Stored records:
§ §

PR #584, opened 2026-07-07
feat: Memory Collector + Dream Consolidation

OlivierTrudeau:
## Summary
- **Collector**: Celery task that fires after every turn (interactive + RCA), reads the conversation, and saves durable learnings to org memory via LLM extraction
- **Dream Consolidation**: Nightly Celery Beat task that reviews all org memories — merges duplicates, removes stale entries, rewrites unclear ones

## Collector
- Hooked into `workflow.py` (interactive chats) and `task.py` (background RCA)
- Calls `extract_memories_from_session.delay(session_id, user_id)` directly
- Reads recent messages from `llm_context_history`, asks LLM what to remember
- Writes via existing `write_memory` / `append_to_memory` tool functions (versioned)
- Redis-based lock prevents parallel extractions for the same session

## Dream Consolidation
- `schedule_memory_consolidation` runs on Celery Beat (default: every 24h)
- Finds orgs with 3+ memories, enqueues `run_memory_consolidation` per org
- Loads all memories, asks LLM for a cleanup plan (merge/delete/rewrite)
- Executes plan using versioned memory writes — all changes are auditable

§ §

**What you are asked to do:**
A faithful, word-for-word transcription of the data above is required.

**Task output:**
PR #584, opened 2026-07-07
feat: Memory Collector + Dream Consolidation

OlivierTrudeau:
## Summary
- **Collector**: Celery task that fires after every turn (interactive + RCA), reads the conversation, and saves durable learnings to org memory via LLM extraction
- **Dream Consolidation**: Nightly Celery Beat task that reviews all org memories — merges duplicates, removes stale entries, rewrites unclear ones

## Collector
- Hooked into `workflow.py` (interactive chats) and `task.py` (background RCA)
- Calls `extract_memories_from_session.delay(session_id, user_id)` directly
- Reads recent messages from `llm_context_history`, asks LLM what to remember
- Writes via existing `write_memory` / `append_to_memory` tool functions (versioned)
- Redis-based lock prevents parallel extractions for the same session

## Dream Consolidation
- `schedule_memory_consolidation` runs on Celery Beat (default: every 24h)
- Finds orgs with 3+ memories, enqueues `run_memory_consolidation` per org
- Loads all memories, asks LLM for a cleanup plan (merge/delete/rewrite)
- Executes plan using versioned memory writes — all changes are auditable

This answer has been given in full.